_Instructions for the task:_
Isolate every line in the records below with "blocked" in it.

START Information

PR #1147, opened 2025-05-13
Use `chunk_offset_bytes` form value

ser-io:


0405ysj:
I understood the purpose of this PR(https://github.com/google/android-cuttlefish/pull/1147) as replacing https://github.com/google/android-cuttlefish/pull/1144. But I prefer to keep proceeding previous PR because,
- New HO upload API design haven't considered any compatibility with other legacy APIs including HO upload/extract API, as we discussed from the design doc before. Especially, our new HO upload API design is based on the immutable user artifact. If it's under same `UserArtifactManager`, mutable(legacy) and immutable artifacts are stored together unless introducing a new dedicated directory.
- Mixing the legacy code and the new implementation makes harder to understand the code. Though introducing `chunk_offset_bytes` is simple enough to reuse the legacy code, I think its benefit is not enough with considering below items.
  - It needs to have extra branches for whether to create new directory in the scope of `PUT /userartifacts/{dir}` or not.
  - It needs to have extra branches for which user(`cvd` or HO itself) interacts with filesystem, such as creating dir/file, untar and unzip.
  - It needs to have extra branches for whether to perform hash calculation or not.
  - AFAIR, we agreed with removing old HO user artifact APIs after completing to introduce new one.
  - I expect most of codes will be replaced after completing impl of the new one. Roughly estimates 20%-30% would be remained.

ser-io:
> I understood the purpose of this PR(#1147) as replacing #1144. But I prefer to keep proceeding previous PR because,
> 
> * New HO upload API design haven't considered any compatibility with other legacy APIs including HO upload/extract API, as we discussed from the design doc before. Especially, our new HO upload API design is based on the immutable user artifact. If it's under same `UserArtifactManager`, mutable(legacy) and immutable artifacts are stored together unless introducing a new dedicated directory.
> * Mixing the legacy code and the new implementation makes harder to understand the code. Though introducing `chunk_offset_bytes` is simple enough to reuse the legacy code, I think its benefit is not enough with considering below items.
>   
>   * It needs to have extra branches for whether to create new directory in the scope of `PUT /userartifacts/{dir}` or not.
>   * It needs to have extra branches for which user(`cvd` or HO itself) interacts with filesystem, such as creating dir/file, untar and unzip.
>   * It needs to have extra branches for whether to perform hash calculation or not.
>   * AFAIR, we agreed with removing old HO user artifact APIs after completing to introduce new one.
>   * I expect most of codes will be replaced after completing impl of the new one. Roughly estimates 20%-30% would be remained.

PR https://github.com/google/android-cuttlefish/pull/1144 adds 819 lines of code and doesn't reuse the existing code of uploading artifacts which is the main functionality here, this functionality does not change and it should be reused. If you think it needs improvements, you can add the improvements to the existing logic, so both flows benefits. I understand we can have branching regarding new logic like hash values manipulation, but this could be handle on the existing class and file.  The uploading artifacts logic is already in our codebase, it's being working for a while and it has e2e tests backing it up, it should be reused. It easier to review minimal changes of something that's already working than adding brand new 819 lines of code. If you reuse the code we should have less lines to add and less lines to review.

0405ysj:
The reasoning for writing https://github.com/google/android-cuttlefish/pull/1144 was based on the assumption below, and I thought we've already agreed with it when we discussed at the design doc and chat. Correct me if I'm wrong.
- Introducing endpoints with prefix `/v1/userartifacts`, not `/userartifacts` colliding with the existing one.
- Legacy endpoints with prefix `/userartifacts` will be completely removed after adopting `/v1/userartifacts`.
- User artifacts uploaded with newly introduced HO APIs should be immutable.
- `Owner` of `UserArtifactsManagerOpts` won't be used for the new impl.

I had analyzed benefits of reusing code before I worked on https://github.com/google/android-cuttlefish/pull/1144. Except constructors, I think most of legacy codes aren't available to reuse in the end.
- **UserArtifactsDirResolver**: Reusable for the both case.
- UserArtifactChunk: May have benefit to reuse with mixing fields.
- **UserArtifactsManager**: Have benefit to reuse.
- **UserArtifactsManagerOpts**: Have benefit to reuse.
- **UserArtifactsManagerImpl**: Have benefit to reuse.
- **NewUserArtifactsManagerImpl**: Have benefit to reuse.
- NewDir: No benefit to reuse, no caller would exist with the new design.
- ListDirs: No benefit to reuse, no caller would exist with the new design.
- **GetDirPath**: Have benefit to reuse.
- GetFilePath: No benefit to reuse, the caller only exists at testing functions. It can be replaced with filepath.Join.
- UpdateArtifact: May have benefit to reuse, but it requires branching.
- writeChunk: May have benefit to reuse, but it requires branching.
- ExtractArtifact: May have benefit to reuse, but it requires branching.
- Untar: No benefit to reuse, since owner won't be used.
- Unzip: No benefit to reuse, since owner won't be used.
- createNewUADir: No benefit to reuse, since owner won't be used.
- createUAFile: No benefit to reuse, since owner won't be used.

Also the reason why I asked for not reusing code via chat and got agreement was not to get too much implementation burden for rewriting whole code as we spent the last quarter for this.. Typically, I should write spaghetti codes for following PRs with reusing the legacy code. The legacy and new one aims for the same role, but its internal concept is so different. With the circumstance with removing legacy code someday, do we really have sufficient benefits to reuse legacy code though reusable pieces are small? Considering with introducing branches, I speculate the total number of lines can be more than https://github.com/google/android-cuttlefish/pull/1144. Of course, the code should be more complicated with this way.

> I understand we need branching regarding new logic like hash values manipulation, but this could be handle on the existing class and file avoiding the V1 suffix in the new names.

Since we're suggesting **immutable** artifacts with V1 APIs, at least any mechanism not to interfere V1 APIs by legacy APIs or vice versa is required. We don't want to allow any kind of mixed usage with interfering between legacy and new APIs, isn't it? For that specific concern, it's available to amend commit at https://github.com/google/android-cuttlefish/pull/1144 with alternative dir name such as `userartifacts` without underline(`_`).

ser-io:
> The reasoning for writing #1144 was based on the assumption below, and I thought we've already agreed with it when we discussed at the design doc and chat. Correct me if I'm wrong.
> 
> * Introducing endpoints with prefix `/v1/userartifacts`, not `/userartifacts` colliding with the existing one.
> * Legacy endpoints with prefix `/userartifacts` will be completely removed after adopting `/v1/userartifacts`.
> * User artifacts uploaded with newly introduced HO APIs should be immutable.
> * `Owner` of `UserArtifactsManagerOpts` won't be used for the new impl.
> 
> I had analyzed benefits of reusing code before I worked on #1144. Except constructors, I think most of legacy codes aren't available to reuse in the end.
> 
> * **UserArtifactsDirResolver**: Reusable for the both case.
> * UserArtifactChunk: May have benefit to reuse with mixing fields.
> * **UserArtifactsManager**: Have benefit to reuse.
> * **UserArtifactsManagerOpts**: Have benefit to reuse.
> * **UserArtifactsManagerImpl**: Have benefit to reuse.
> * **NewUserArtifactsManagerImpl**: Have benefit to reuse.
> * NewDir: No benefit to reuse, no caller would exist with the new design.
> * ListDirs: No benefit to reuse, no caller would exist with the new design.
> * **GetDirPath**: Have benefit to reuse.
> * GetFilePath: No benefit to reuse, the caller only exists at testing functions. It can be replaced with filepath.Join.
> * UpdateArtifact: May have benefit to reuse, but it requires branching.
> * writeChunk: May have benefit to reuse, but it requires branching.
> * ExtractArtifact: May have benefit to reuse, but it requires branching.
> * Untar: No benefit to reuse, since owner won't be used.
> * Unzip: No benefit to reuse, since owner won't be used.
> * createNewUADir: No benefit to reuse, since owner won't be used.
> * createUAFile: No benefit to reuse, since owner won't be used.
> 
> Also the reason why I asked for not reusing code via chat and got agreement was not to get too much implementation burden for rewriting whole code as we spent the last quarter for this.. Typically, I should write spaghetti codes for following PRs with reusing the legacy code. The legacy and new one aims for the same role, but its internal concept is so different. With the circumstance with removing legacy code someday, do we really have sufficient benefits to reuse legacy code though reusable pieces are small? Considering with introducing branches, I speculate the total number of lines can be more than #1144. Of course, the code should be more complicated with this way.
> 
> On the other hand, since we're suggesting **immutable** artifacts with new APIs, at least any mechanism not to interfere new APIs by legacy APIs or vice versa is required. We don't want to allow any kind of mixed usage with interfering between legacy and new APIs, isn't it?

Let's move this discussion to https://github.com/google/android-cuttlefish/pull/1144, this PR is a small improvement on the existing upload API.

jemoreira:
Is this backwards compatible? At first glance it seems it's replacing fixed sized chunks with byte_offset instead of extending the endpoint to support both, correct me if I'm wrong. I'd prefer not to break the existing flow with fixed sized chunks even if the new thing is better.

> Legacy endpoints with prefix /userartifacts will be completely removed after adopting /v1/userartifacts

This can take longer than you think, as we don't really know how this is being used in the wild. We may end up having to support some version of both endpoints for a while.

ser-io:
> Is this backwards compatible? At first glance it seems it's replacing fixed sized chunks with byte_offset instead of extending the endpoint to support both, correct me if I'm wrong. I'd prefer not to break the existing flow with fixed sized chunks even if the new thing is better.
> 
> > Legacy endpoints with prefix /userartifacts will be completely removed after adopting /v1/userartifacts
> 
> This can take longer than you think, as we don't really know how this is being used in the wild. We may end up having to support some version of both endpoints for a while.

Yes this change is backwards compatible. Clients using `chunk_number` , `chunk_total`,  `chunk_size_bytes` in the request's body would continue to upload artifacts using the ` /userartifacts` endpoint.

0405ysj:
> Let's move this discussion to https://github.com/google/android-cuttlefish/pull/1144, this PR is a small improvement on the existing upload API.

Then the purpose of this PR is just improving an existing API, regardless the conclusion at there, whether to keep working on https://github.com/google/android-cuttlefish/pull/1144 or make following PRs? Sounds good for moving the discussion space, since diverging discussion space makes harder to understand the flow.

ikicha:
What if cvdr is newer than HO? In this case, cvdr sends the chunk offset which old HO doesn't understand. Should it be a part of v1 API?

frontend/src/host_orchestrator/orchestrator/controller.go
```diff
@@ -539,36 +539,52 @@ func (h *createUpdateUserArtifactHandler) Handle(r *http.Request) (interface{},
...
+		if err != nil {
+			return nil, operator.NewBadRequestError(
+				fmt.Sprintf("Invalid chunk_offset_bytes form field value: %q", chunkOffsetBytesRaw), err)
+		}
+		chunk := UserArtifactChunk{
+			Name:             fheader.Filename,
+			File:             f,
+			ChunkOffsetBytes: chunkOffsetBytes,
+		}
+		return nil, h.m.UpdateArtifact(dir, chunk)
```
0405ysj, line 558: What's our benefit to support chunk offset at the legacy API? This change wouldn't be sufficient to land chunk offset feature. It needs to update all callers of `libhoclient` API and HO REST API. Unless, we should maintain both flow.

frontend/src/host_orchestrator/orchestrator/userartifacts.go
```diff
@@ -142,7 +144,12 @@ func writeChunk(filename string, chunk UserArtifactChunk) error {
 		return err
 	}
 	defer f.Close()
-	if _, err := f.Seek(int64(chunk.ChunkNumber-1)*chunk.ChunkSizeBytes, 0); err != nil {
+	offset := chunk.ChunkOffsetBytes
+	if chunk.ChunkSizeBytes != 0 {
```
0405ysj, line 148: OOC, how do we treat if target upload file is empty?

frontend/src/host_orchestrator/orchestrator/userartifacts_test.go
0405ysj, line 1: Please add more tests for chunk offset feature. We're not assuming the serial case only. Host Orchestrator should work properly even when the order of delivered chunks are mixed randomly.

0405ysj (changes requested):

ser-io:
> What if cvdr is newer than HO? In this case, cvdr sends the chunk offset which old HO doesn't understand. Should it be a part of v1 API?

We aim for not breaking existing clients when new host images are rolled out keeping the API backwards compatible with previous client versions. 

If an operator rolls out a client with functionalities not supported in the server side yet, clients will fail. For example if you roll out a new version of cvdr using adb connect through web sockets and your  HO deployment doesn't support web sockets yet, `cvdr connect --connect_agent websockets` is going to fail.

frontend/src/libhoclient/httputils.go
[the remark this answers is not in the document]
ser-io: Answered the question here: https://github.com/google/android-cuttlefish/pull/1147#issuecomment-2886741139

frontend/src/host_orchestrator/orchestrator/controller.go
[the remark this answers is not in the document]
ser-io: The upload logic  is covered in most e2e tests. Unit tests are always welcome though.

frontend/src/host_orchestrator/orchestrator/controller.go
ser-io: chunk offset is a good idea the directory based upload api could stay for  a while while the hash upload based api gets to be stable, hence we can benefit from using chunk offset.

frontend/src/host_orchestrator/orchestrator/userartifacts.go
```diff
@@ -38,11 +38,13 @@ type UserArtifactsDirResolver interface {
...
 
 type UserArtifactChunk struct {
-	Name           string
-	ChunkNumber    int
-	ChunkTotal     int
-	ChunkSizeBytes int64
-	File           io.Reader
+	Name             string
+	File             io.Reader
+	ChunkOffsetBytes int64
```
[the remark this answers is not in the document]
ser-io: If a client has a bug sending invalid chunks the final artifact won't be used due checksum mismatch, that's the ultimate test. It's true we can add checks to detect errors early on on the server side, you did this already so feel free to send the PRs adding these checks.

frontend/src/host_orchestrator/orchestrator/userartifacts.go
0405ysj: Why don't we add a validation at the PR here? I cannot find any validation about `ChunkSizeBytes` at `controller.go`.

frontend/src/host_orchestrator/orchestrator/userartifacts.go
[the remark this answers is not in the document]
0405ysj: I think it's better to introduce here because this PR is for introducing new form value.

frontend/src/host_orchestrator/orchestrator/controller.go
0405ysj, line 558: What about sending version information explicitly when calling `UpdateArtifact`? With that, we can avoid logic that checking fields of `UserArtifactChunk` internally.

frontend/src/host_orchestrator/orchestrator/userartifacts.go
ser-io: Added `UseChunkOffset` field, there's no need to rely on the chunk size in this logic. 

Validation for `ChunkSizeBytes` could be added in a follow up PR as this PR is about chunk offset.

frontend/src/host_orchestrator/orchestrator/userartifacts.go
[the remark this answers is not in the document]
0405ysj: Understood it's okay since this PR only introduces `chunk_offset_bytes` without file size information as we discussed before. I would that validation in following PRs.

0405ysj (approved):
Let's merge this PR as is. Currently lots of implementation is blocked, until merging this PR.

frontend/src/libhoclient/httputils.go
```diff
@@ -480,16 +480,11 @@ func writeMultipartRequest(writer *multipart.Writer, job uploadChunkJob) error {
...
 		return err
 	}
-	if err := addFormField(writer, "chunk_number", strconv.Itoa(job.ChunkNumber)); err != nil {
-		return err
-	}
-	if err := addFormField(writer, "chunk_total", strconv.Itoa(job.TotalChunks)); err != nil {
-		return err
-	}
-	if err := addFormField(writer, "chunk_size_bytes", strconv.FormatInt(job.ChunkSizeBytes, 10)); err != nil {
+	if err := addFormField(writer, "chunk_offset_bytes", strconv.FormatInt(offset, 10)); err != nil {
```
0405ysj, line 487: The modification here breaks the unit test at `libhoclient`. (`cd frontend/src/libhoclient && go test ./...`) I found it while cherry-picking commits in this PR to start work on https://github.com/google/android-cuttlefish/pull/1144...

- I cannot modify this PR by myself unless getting permission to do force push at https://github.com/ser-io/android-cuttlefish. Thus, modifying https://github.com/google/android-cuttlefish/pull/1144 is still blocked.
- I think we should have a new Github presubmit workflow for running unit tests.

0405ysj (changes requested):

frontend/src/libhoclient/httputils.go
ser-io: Done.

frontend/src/libhoclient/host_orchestrator_client_test.go
```diff
@@ -50,35 +50,35 @@ func TestUploadFileSucceeds(t *testing.T) {
...
 	xyzzyFile := createTempFile(t, tempDir, "xyzzy", []byte("abraca"))
 	mu := sync.Mutex{}
-	// expected uploads are keyed by format %filename %chunknumber of %chunktotal with the chunk content as value
+	// expected uploads are keyed by format %filename %chunk_offset,%chunk_size with the chunk content as value
 	uploads := map[string]struct{ Content []byte }{
 		// qux
-		"qux 1 of 3": {Content: []byte("lo")},
-		"qux 2 of 3": {Content: []byte("re")},
-		"qux 3 of 3": {Content: []byte("m")},
+		"qux 0,2": {Content: []byte("lo")},
```
0405ysj, line 56: Unlike previous key names, I think naming like "qux 0,2" doesn't look straightforward to understand. Though we have a comment above, could we have more meaningful key names?

e2etests/orchestration/upload_file_test/main_test.go
```diff
@@ -0,0 +1,125 @@
...
+	fileInfo, err := file.Stat()
+	if err != nil {
+		t.Fatal(err)
+	}
+	pipeReader, pipeWriter := io.Pipe()
+	writer := multipart.NewWriter(pipeWriter)
+	go func() {
+		defer pipeWriter.Close()
+		defer writer.Close()
+		if err := addFormField(writer, "chunk_number", strconv.Itoa(1)); err != nil {
```
0405ysj, line 59: Why don't we have E2E test based on `chunk_offset_bytes`? IMO, I think we need E2E tests both for `chunk_number` and `chunk_offset_bytes`?

e2etests/orchestration/upload_file_test/main_test.go
```diff
@@ -0,0 +1,125 @@
...
+			t.Log(err)
+		}
+		if err := addFormField(writer, "chunk_total", strconv.Itoa(1)); err != nil {
```
0405ysj, line 62: Wouldn't this be better to pass 2 or more chunks in E2E tests? For the real use case, we won't update `cvd-host_package.tar.gz` in a single chunk.

e2etests/orchestration/upload_file_test/main_test.go
```diff
@@ -0,0 +1,125 @@
...
+		if err != nil {
+			t.Log(err)
+		}
+		if _, err = io.Copy(fw, file); err != nil {
+			t.Log(err)
+		}
+	}()
+	url := fmt.Sprintf("%s/userartifacts/%s", baseURL, dir)
+	req, err := http.NewRequest(http.MethodPut, url, pipeReader)
+	req.Header.Set("Content-Type", writer.FormDataContentType())
```
0405ysj, line 78: What if goroutine above terminates before reaching at this line? At the end of goroutine above, `writer` will be closed.

e2etests/orchestration/upload_file_test/main_test.go
```diff
@@ -0,0 +1,125 @@
...
+	}
+}
+
+func addFormField(writer *multipart.Writer, field, value string) error {
+	fw, err := writer.CreateFormField(field)
+	if err != nil {
+		return err
+	}
+	_, err = io.Copy(fw, strings.NewReader(value))
+	if err != nil {
```
0405ysj, line 108: nit: `if _, err = io.Copy(fw, strings.NewReader(value)); err != nil {`

e2etests/orchestration/upload_file_test/main_test.go
```diff
@@ -0,0 +1,125 @@
...
+	}()
+	url := fmt.Sprintf("%s/userartifacts/%s", baseURL, dir)
+	req, err := http.NewRequest(http.MethodPut, url, pipeReader)
+	req.Header.Set("Content-Type", writer.FormDataContentType())
+	if err != nil {
+		t.Fatal(err)
+	}
+
+	_, err = http.DefaultClient.Do(req)
+	if err != nil {
```
0405ysj, line 84: nit: `if _, err = http.DefaultClient.Do(req); err != nil {`

e2etests/orchestration/upload_file_test/main_test.go
```diff
@@ -0,0 +1,125 @@
...
+		if _, err = io.Copy(fw, file); err != nil {
+			t.Log(err)
+		}
+	}()
+	url := fmt.Sprintf("%s/userartifacts/%s", baseURL, dir)
+	req, err := http.NewRequest(http.MethodPut, url, pipeReader)
+	req.Header.Set("Content-Type", writer.FormDataContentType())
+	if err != nil {
+		t.Fatal(err)
+	}
```
0405ysj, line 81: nit: Better to check if `err != nil` when error is defined?

e2etests/orchestration/upload_file_test/main_test.go
ser-io: e2e tests **create_from_images_zip_test** and **create_local_image_test** are based on `chunk_offset_bytes`.

e2etests/orchestration/upload_file_test/main_test.go
ser-io: This test is just to validate form fields `chunk_total`, `chunk_size_bytes` and `chunk_number` are handled by the server and not to test how server handles the chunks internally, for that we have **create_from_images_zip_test** and **create_local_image_test** e2e tests.

e2etests/orchestration/upload_file_test/main_test.go
ser-io: Done

frontend/src/libhoclient/host_orchestrator_client_test.go
ser-io: Remove this test, there's no longer need to maintain a fake server as we have e2e tests now.

e2etests/orchestration/upload_file_test/main_test.go
ser-io: Good point. Moved the line on top of where the goroutine starts.

e2etests/orchestration/upload_file_test/main_test.go
ser-io: Done

frontend/src/libhoclient/host_orchestrator_client_test.go
0405ysj: It's still needed. Unit test is useful for the testing speed and efficiency, comparing to E2E test. Please recover this test.

ser-io: This is not a proper unit test, I wouldn't remove it if it were one. I created this tests because the absence of e2e tests at the time implementing a fake server to have some coverage. As I have implemented e2e tests now I don't need to maintain a fake implementation, I can use the real server.

0405ysj: >  when there's no bug in the main code and the test still fails.

Since you've added a new Github workflow for performing unit tests, I think this won't be happened easily like before.

> As I have implemented e2e tests now to cover this logic I don't need to maintain this fake server implementation any longer

I agree with test coverage is duplicated between this and E2E test. OTOH, this takes less than 1 second, comparing to the E2E test taking few minutes. So I've thought it's still useful for faster iteration for development.

If you still prefer to remove this test after recognizing this loss, I wouldn't be against on you. Out of curiosity, are you going to remove all tests under `host_orchestrator_client_test.go` afterwards, since it uses a fake server?

ser-io: > Out of curiosity, are you going to remove all tests under host_orchestrator_client_test.go afterwards, since it uses a fake server?

After a quick scan only `TestCreateCVD` can be removed, the others don't have an e2e counterpart yet.

ser-io:
@0405ysj Thanks for reviewing.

END Information

_Answer to this problem:_
Let's merge this PR as is. Currently lots of implementation is blocked, until merging this PR.
- I cannot modify this PR by myself unless getting permission to do force push at https://github.com/ser-io/android-cuttlefish. Thus, modifying https://github.com/google/android-cuttlefish/pull/1144 is still blocked.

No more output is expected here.